When values and operations can be paired up in a way that leaves everything important unchanged when all pairs are switched simultaneously, we call the members of each pair dual to each other. Thus 0 and 1 are dual, and ∧ and ∨ are dual. The Duality Principle, also called De Morgan duality, asserts that Boolean algebra is unchanged when all dual pairs are interchanged.
One change we did not need to make as part of this interchange was to complement. We say that complement is a self-dual operation. The identity or do-nothing operation x (copy the input to the output) is also self-dual. A more complicated example of a self-dual operation is (x∧y) ∨ (y∧z) ∨ (z∧x). It can be shown that self-dual operations must take an odd number of arguments; thus there can be no self-dual binary operation.

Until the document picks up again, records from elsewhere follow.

PR #21229, opened 2024-11-04
Change info maps to use native HUD rendering rather than going via ByondUI

TobleroneSwordfish:
## About the PR 
image
Makes the new info maps open as an overlay with a background tint instead of a full TGUI window, also adds point and click GPS functionality to them because it was only a few lines and I should probably atomize that but shrug.

## Why's this needed? 
A lot less janky, maybe looks better?


TobleroneSwordfish:
Hmm maybe?
Without transparency:
image
With a semitransparent background:
image
With a whole screen dimmer effect:
image

PR #21232, opened 2024-11-04
Remove thindows from Cog1 upload

JORJ949:
## About the PR 
Replaces or removes all thindows in Cogmap 1's AI upload and computer core and shifts some other stuff to account for the extra space the full windows take up
image
Also fixes the wall without a corner

## Why's this needed? 
Thindows evil, as are diagonal walls with no wall to connect them

## Changelog 

```changelog
(u)JORJ949
(+)Cogmap 1's AI Upload changed slightly to remove thindows.
```


Tarmunora:
What's with the changes in the hot loop area?

JORJ949:
> What's with the changes in the hot loop area?

I had originally moved the entrance one tile down and needed to make space and forgot to revert those changes when moving it one tile back up.

TobleroneSwordfish (approved):
Lgtm, not sure what the 😕s are for but please comment if you have feedback!!

Valtsu0:
I think that the obervation area made by thindows is pretty important to the feel of cogmap1 upload, which i quite like. As so i don't think thindow bad is good enough reason for it's removal

Valtsu0:
I retract my 😕. The change i was 😕 about (removal of the thindow observational area) wasn't actually this pr, but an older one i missed

JORJ949:
> I retract my 😕. The change i was 😕 about (removal of the thindow observational area in upload) wasn't actually this pr, but an older one i missed

Someone could PR adding windows to the foyer, lots of other foyers have them (though youd probably need to remove a window to the airbridge)

PR #728, opened 2017-03-30
[FEATURE] Arch Linux installation script (create .pkg.tar.xz archive or install directly)

fandango-:

---

Add installation script for Arch Linux based distributions.

Steps to test this out (on an Arch Linux based distribution):
$ cd package_creators/
$ ./arch.sh

There is an option to do 2 things (install directly or create the .pkg.tar.xz archive for distribution purposes without installing on host machine).

Tested on
Kernel : Linux 4.4.48-1-MANJARO (x86_64)
C Library : GNU C Library version 2.24 (stable)
Default C Compiler : GNU C Compiler version 6.3.1 20170109 (GCC)
Distribution : Manjaro Linux

Resolves sub-part of Issue #678

### DIFF
--- a/package_creators/PKGBUILD
+++ b/package_creators/PKGBUILD
@@ -1,0 +1,22 @@
+pkgname=ccextractor
+pkgver=0.85
+pkgrel=1
+pkgdesc="A closed captions and teletext subtitles extractor for video streams."
+arch=('i686' 'x86_64')
+url="http://www.ccextractor.org"
+license=('GPL')
+depends=('gcc-libs' 'tesseract')
+source=(
+   $pkgname-$pkgver.tar.gz
+)
+
+build() {
+  cd "$srcdir/$pkgname-$pkgver"
+  ./configure --prefix="$pkgdir/usr/local" --CC=gcc
+  make -j4
+}
+
+package() {
+  cd "$srcdir/$pkgname-$pkgver"
+  make install
+}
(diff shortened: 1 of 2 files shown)


rkuchumov:
1.  I've got `./arch.sh:read:8: -p: no coprocess`. (I fixed it by changing #!/bin/sh to bash, but you should check it)
2.  There may be no `sudo` in the system
3.  When ./autogen.sh or ./tarball.sh fails arch.sh still asks me to install the package.
4.  When I answer anything but `n` or `N` to the prompt, it still install the package. But default behavior everywhere in this case is to exit

fandango-:
Thanks for the review.
1. Changed to use bash as the shell
2. Use 'su' instead of 'sudo' now
3. Fixed; now if a command fails, the script won't continue
4. I was just emulating the default behaviour of pacman / makepkg - Y is the default there. However, I've now changed the prompt within arch.sh to have N as the default.

rkuchumov:
> Use 'su' instead of 'sudo' now

But when the system has sudo, you should use it :) Usually scripts try `sudo` at first, (which asks user password), and if they fail to find it, they use `su` (which asks root password). You should either implement this logic or just remove installation step and let user do it.

Don't forget to add `.gitignore`, to update `docs/CHANGES.TXT` and to add instructions to `README.md`

fandango-:
Done - 'sudo' is used if available; fallback to 'su'. Also, updated the mentioned files.

rkuchumov:
Ok, thanks.
It can be merged.

PR #732, opened 2017-04-07
[FEATURE] Scripts to generate CCExtractor Man-page .

techfreakworm:

---

Added scripts to generate CCExtractor man-page using `ccextractor --help`. Also updated other scripts accordingly to include `ccextractor.man` while installing or creating packages.
Fixes sub part of issue #678 

**EDIT**
Removed the scripts, added `--man` parameter to CCExtractor itself. 
Squashed the commits. 
Though it incurs a small size dependency `help2man` tool but it generates fairly good manpage as compared to writing output of `print_usage` directly to file and then changing the formatting of text (Adding sections like NAME, SYNOPSIS, TITLE) manually.
Though the task can be done without the tool but the text formatting using C would be more lines of code to maintain whenever the contents of `print_usage()` are changed.

### DIFF
--- a/.gitignore
+++ b/.gitignore
@@ -61,7 +61,6 @@ windows/enc_temp_folder/*
 src/cmake-build-debug/
 src/.idea
 
-
 #Autotools
 linux/config.h
 linux/config.log
@@ -95,3 +94,6 @@ src/zvbi/.dirstamp
 
 # Arch
 package_creators/*.pkg.tar.xz
+
+# Manual Pager
+manpage/*.1
--- a/docs/CHANGES.TXT
+++ b/docs/CHANGES.TXT
@@ -3,7 +3,7 @@
 - Fix: Prevent the OCR being initialized more than once (happened on multiprogram and
   PAT changes)
 - New: Added build/installation script for .pkg.tar.xz (Arch Linux).
-  
+- New: Added Manpage generation script for Linux and Mac.
 
 0.85b (2017-1-26)
 -----------------
--- a/linux/Makefile.am
+++ b/linux/Makefile.am
@@ -310,7 +310,14 @@ ccextractor_LDADD += $(TESS_LIB)
 ccextractor_LDADD += $(LEPT_LIB)
 endif
 
-EXTRA_DIST = ../src/gpacmp4/gpac/sync_layer.h ../src/lib_ccx/ccfont2.xbm ../src/utf8proc/utf8proc_data.c
+EXTRA_DIST = ../src/gpacmp4/gpac/sync_layer.h ../src/lib_ccx/ccfont2.xbm ../src/utf8proc/utf8proc_data.c ../manpage/mangen.sh
 
+install-exec-hook:
+	${SHELL} ../manpage/mangen.sh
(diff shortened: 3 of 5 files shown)


cfsmp3:
I don't like having a static manpage. It should be generated by CCExtractor itself by changing the behavior of print_usage() if a parameter -man page is passed. 

Having a help screen and a man page that need to be separately maintained makes no sense - it's just not needed, less than 20 lines of code would be enough to have a proper solution.

techfreakworm:
@cfsmp3 ,thanks for review. I'll improvise.

techfreakworm:
@cfsmp3 @rkuchumov Please check if the patch is good enough to merge. Thanks :)

rkuchumov:
Why didn't you create a separate script for calling help2man? I don't think users would like to run ccextractor as a root for installing man page. It's package manager duties. The code you've written is also platform-specific, doesn't has all required checks and introduces some magic numbers.

I suggest you to create a script for it which would be called at the stage of package assembly. And when user install package the generated man page would be copied to the appropriate location. 

Probably Carlos meant that you should implement functionality of help2man inside ccextractor. If help2man yields decent manpages, then there is no need for that.

cfsmp3:
I think CCExtractor should generate (but not install) the .man files, *or*
at least it should be possible to generate the .man file from CCExtractor's
output. What I don't want to do is maintain the help in two separate
places, so any solution that imply that we export the file from
CCExtractor, then edit that file to generate the man is no solution.

However, a script that takes the help from CCExtractor and without any kind
of additional human intervention generates the .man file is OK (but not
great, compared to having a -man option).

techfreakworm:
@cfsmp3 @rkuchumov thanks, I'll improvise.

techfreakworm:
@rkuchumov Created a seperate script to create manpage. Though the output can't be intervened much to organise the content beautifully, so as to turn down on maintenance cost. I used stream editor `sed` to do some minimal editing. Which I don't think would be required to maintain in future.
1. Added a section **SYNOPSIS** to focus on `ccextractor` usage.
2. Added focus on 'Filename related options:' by making it bold.
The manpage generated from script won't require extra maintenance, would just make a manpage from the content of `print_usage()` in best way possible.

rkuchumov:
1) You are copying man pages to a fixed destination `mv ../manpage/ccextractor.1 /usr/local/man/man1` . So installing to a different `--prefix` is not possible
2) Is it possible to generate man page during tarball assembly stage? So end-user won't have to install `help2man` to install ccextractor as it doesn't really depend on it.
3) Even more, when I install from tarball (extracted to `/tmp`) `mangen.sh` yields `manpage/mangen.sh: line 14: cd: ../linux: No such file or directory`
4)  "Lists" doesn't look like lists:
image
5) No line feeds after option names: 
image
6) This doesn't look good: 
image
6) ... and you can notice a lot more, if you compare help screen to man page side by side 
7) I don't like directory `manpage` (as well as `package_creators`) in project's root because it's linux-specific

techfreakworm:
Thank you for the review. I'll Improvise.

cfsmp3:
Closing this due to inactivity, please resubmit when ready.

PR #744, opened 2017-06-27
Refactoring the source code and extension to python module.

Diptanshu8:

- [x ] I have checked that another pull request for this purpose does not exist.
- [ x] I have considered, and confirmed that this submission will be valuable to others.
- [ x] I accept that this submission may not be used, and the pull request closed at the will of the maintainer.
- [ x] I give this submission freely, and claim no ownership to its content.

---
This pull request mainly comprises of two major parts:

- Refactoring of the source code of `ccextractor.c` and breaking the code into smaller function.
- Scripts to generate the python module which would be able to handle a single input file at a single go(so far).

Note: to generate the python module, just run the `build_library` executable.


canihavesomecoffee:
@Diptanshu8 Could you please fix the errors that cause *all* tests to fail? All tests exit with exit code 1...

linux/build
```diff
@@ -14,7 +14,7 @@ BLD_LINKER="-lm -zmuldefs -l tesseract -l lept"
 
 ./pre-build.sh
 
-out=$((LC_ALL=C gcc $BLD_FLAGS $BLD_INCLUDE -o ccextractor $BLD_SOURCES $BLD_LINKER) 2>&1)
+out=$((LC_ALL=C gcc $BLD_FLAGS $BLD_INCLUDE -o ccextractor $BLD_SOURCES $BLD_LINKER)2>&1)
```
canihavesomecoffee: Could it be possible that this vanished space is causing the errors?

src/ccextractor.c
```diff
@@ -457,3 +422,80 @@ int main(int argc, char *argv[])
...
+}
+
+void checking_configuration_file(struct ccx_s_options api_options){
+    parse_configuration(&api_options);
+}   
+
+int compile_params(struct ccx_s_options *api_options,int argc){
+    
+    api_options->myarguments = realloc(api_options->myarguments, (api_options->argument_count+1) * sizeof *api_options->myarguments);
+      api_options->myarguments[api_options->argument_count] = malloc(strlen("./ccextractor")+1);
```
canihavesomecoffee: What happens if you do not call the binary from the folder, but with a full path? e.g. calling it with `/home/foo/ccextractor/linux/ccextractor` instead of `./ccextractor`?

canihavesomecoffee:
I checked the tests, they look pretty fine. There's 2 samples (both linux & windows) which have timing changes apparently, two tests on windows are broken because the platform can't handle it (spupng & a dictionary file), and one file on windows seems to find no subtitles, whereas on linux it does.

You could possibly check out the first two, the others are platform-caused.

cfsmp3:
There a binary file here (.so). Needs to be removed before the PR can be merged.

Diptanshu8:
The `.so` file has been removed @cfsmp3

PR #802, opened 2017-10-31
[FEATURE] Support for Source-Specific Multicast

squarebracket:

---

This is a simple change to allow for binding to source-specific multicast UDP feeds.

I've modified the GUI to allow for enough characters to bind to a SSM address, but it doesn't seem to work, even for simple UDP feeds. Can anyone confirm that the GUI works with UDP?

Also, I tried to validate that it works with Windows, but was unable. I see the packets in wireshark, but all of `ccextractor`, `vlc`, and `mpv` do not seem to get anything. If someone with more Windows-fu can validate that would be great.

### DIFF
--- a/src/lib_ccx/ccx_common_option.h
+++ b/src/lib_ccx/ccx_common_option.h
@@ -157,7 +157,7 @@ struct ccx_s_options // Options from user parameters
 	LLONG debug_mask;                                   // dbg_print will use this mask to print or ignore different types
 	LLONG debug_mask_on_debug;                          // If we're using temp_debug to enable/disable debug "live", this is the mask when temp_debug=1
 	/* Networking */
-    char *udpsrc;
+	char *udpsrc;
 	char *udpaddr;
 	unsigned udpport;                                   // Non-zero => Listen for UDP packets on this port, no files.
 	char *tcpport;
--- a/src/lib_ccx/ccx_common_option.h
+++ b/src/lib_ccx/ccx_common_option.h
@@ -157,6 +157,7 @@ struct ccx_s_options // Options from user parameters
 	LLONG debug_mask;                                   // dbg_print will use this mask to print or ignore different types
 	LLONG debug_mask_on_debug;                          // If we're using temp_debug to enable/disable debug "live", this is the mask when temp_debug=1
 	/* Networking */
+    char *udpsrc;
 	char *udpaddr;
 	unsigned udpport;                                   // Non-zero => Listen for UDP packets on this port, no files.
 	char *tcpport;
--- a/src/lib_ccx/networking.c
+++ b/src/lib_ccx/networking.c
@@ -1018,21 +1018,21 @@ int start_upd_srv(const char *src_str, const char *addr_str, unsigned port)
 	}
 
 	if (IN_MULTICAST(addr)) {
-        int setsockopt_return = 0;
-        if (src_str != NULL) {
-            struct ip_mreq_source multicast_req;
-            multicast_req.imr_sourceaddr.s_addr = htonl(src);
-            multicast_req.imr_multiaddr.s_addr = htonl(addr);
-            multicast_req.imr_interface.s_addr = htonl(INADDR_ANY);
-            setsockopt_return = setsockopt(sockfd, IPPROTO_IP, IP_ADD_SOURCE_MEMBERSHIP, (char *)&multicast_req, sizeof(multicast_req));
-        }
-        else
-        {
-            struct ip_mreq multicast_req;
-            multicast_req.imr_multiaddr.s_addr = htonl(addr);
-            multicast_req.imr_interface.s_addr = htonl(INADDR_ANY);
-            setsockopt_return = setsockopt(sockfd, IPPROTO_IP, IP_ADD_MEMBERSHIP, (char *)&multicast_req, sizeof(multicast_req));
-        }
+		int setsockopt_return = 0;
+		if (src_str != NULL) {
+			struct ip_mreq_source multicast_req;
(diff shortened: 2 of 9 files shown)


src/lib_ccx/ccx_common_option.h
```diff
@@ -157,6 +157,7 @@ struct ccx_s_options // Options from user parameters
 	LLONG debug_mask;                                   // dbg_print will use this mask to print or ignore different types
 	LLONG debug_mask_on_debug;                          // If we're using temp_debug to enable/disable debug "live", this is the mask when temp_debug=1
 	/* Networking */
+    char *udpsrc;
```
anshul1912: check surrounding indentation

src/lib_ccx/params_dump.c
```diff
@@ -18,7 +18,9 @@ void params_dump(struct lib_ccx_ctx *ctx)
 			mprint ("stdin");
 			break;
 		case CCX_DS_NETWORK:
-			if (ccx_options.udpaddr == NULL)
+            if (ccx_options.udpsrc != NULL)
+                mprint ("Network, %s@%s:%d", ccx_options.udpsrc, ccx_options.udpaddr, ccx_options.udpport);
```
anshul1912: udpaddr could be null, first check for null or in if add condition

src/lib_ccx/params.c
```diff
@@ -2220,8 +2224,21 @@ int parse_parameters (struct ccx_s_options *opt, int argc, char *argv[])
 		/* Network stuff */
 		if (strcmp (argv[i],"-udp")==0 && i<argc-1)
 		{
+            char *at = strchr(argv[i + 1], '@');
```
anshul1912: Look for surrounding indentation

src/lib_ccx/networking.c
```diff
@@ -1000,10 +1018,23 @@ int start_upd_srv(const char *addr_str, unsigned port)
 	}
 
 	if (IN_MULTICAST(addr)) {
-		struct ip_mreq group;
-		group.imr_multiaddr.s_addr = htonl(addr);
-		group.imr_interface.s_addr = htonl(INADDR_ANY);
-		if (setsockopt(sockfd, IPPROTO_IP, IP_ADD_MEMBERSHIP, (char *)&group, sizeof(group)) < 0)
+        int setsockopt_return = 0;
```
anshul1912: Look for surrounding indentation

anshul1912:
One of the build error I see is "/usr/bin/ld: cannot find -lz"

saurabhshri:
@anshul1912 You probably are using cmake to build. Earlier we were using zlib installed in the environment, hence that flag was required. Now we are using the supplied ones so that flag probably is obsolete. Could you try building again after removing this line : https://github.com/CCExtractor/ccextractor/blob/master/src/CMakeLists.txt#L86 ?

src/lib_ccx/params_dump.c
squarebracket: I'm not sure I follow. Is `params_dump.c` used without `params.c` being called? Unless I messed up [the parameter parsing](https://github.com/squarebracket/ccextractor/blob/1dd4201496e6eb1e829de4ca164fb0c4c272295d/src/lib_ccx/params.c#L2225), if you have a `udpsrc` you _must_ have a `udpaddr` -- even if it's just `\0` -- so you won't end up in a condition where `udpaddr` is null if `udpsrc` is not also null.

Of course, if there's a path to `params_dump.c` which doesn't first use `params.c`, then yeah it might be null, but I'm assuming that's not the case.

squarebracket:
Agh, tab spacing :( will fix

squarebracket:
whitespace issues are fixed

src/lib_ccx/params_dump.c
```diff
@@ -18,7 +18,9 @@ void params_dump(struct lib_ccx_ctx *ctx)
 			mprint ("stdin");
 			break;
 		case CCX_DS_NETWORK:
-			if (ccx_options.udpaddr == NULL)
+			if (ccx_options.udpsrc != NULL)
+				mprint ("Network, %s@%s:%d", ccx_options.udpsrc, ccx_options.udpaddr, ccx_options.udpport);
```
anshul1912: check for ccx_options.udpaddr to be null is still missing.
I would suggest to put (ccx_options.udpsrc != NULL) in else if that would make sure if (ccx_options.udpaddr == NULL) has failed

squarebracket: Please see my reply to your previous comment, which was hidden due to white space changes.

squarebracket: Please see my reply to your previous comment, which was hidden due to white space changes.

anshul1912:
@squarebracket : Sorry for incovinence, I arrpove your changes.
Windows and linux difference of outputs test have not passed, can you please sync up with Willem and run them manually

canihavesomecoffee:
@squarebracket If you'd make one small change (e.g. add your improvement to the changelog) and push that, the tests should be run again, and then we can see how it's impacting the program 👍

squarebracket:
Should I just add it as `Unreleased`?

canihavesomecoffee:
Just add it on the next version number or so :)

squarebracket:
build errors are due to the python api stuff. I'd already preparing a PR to fix the build system to not break from the python stuff, would you like me to submit that first?

canihavesomecoffee:
That would be awesome 👍

cfsmp3:
Please reopen (or better, send a new PR) when the build errors are fixed. Other than that the changes seem reasonable.

squarebracket:
Build errors are unrelated to changes.

PR #803, opened 2017-11-01
Update dict_mr_robot.txt

shucon:

---

{pull request content here}


cfsmp3:
Should probably have Darlene and Alderson in separate lines (same in that Elliot one), otherwise Darlene by itself wouldn't be uppercased which is not what we want.
Feel free to correct and resubmit.

shucon:
@cfsmp3 why all other characters have both ,their first and last name?
For example the same thing goes with Elliot because he's not referred as Elliot Alderson every time in the tv-series.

The principle of duality can be explained from a group theory perspective by fact that there are exactly four functions that are one-to-one mappings (automorphisms) of the set of Booleanpolynomials back to itself: the identity function, the complement function, the dual function and the contradual function (complemented dual). These four functions form a group under function composition, isomorphic to the Klein four-group, acting on the set of Boolean polynomials.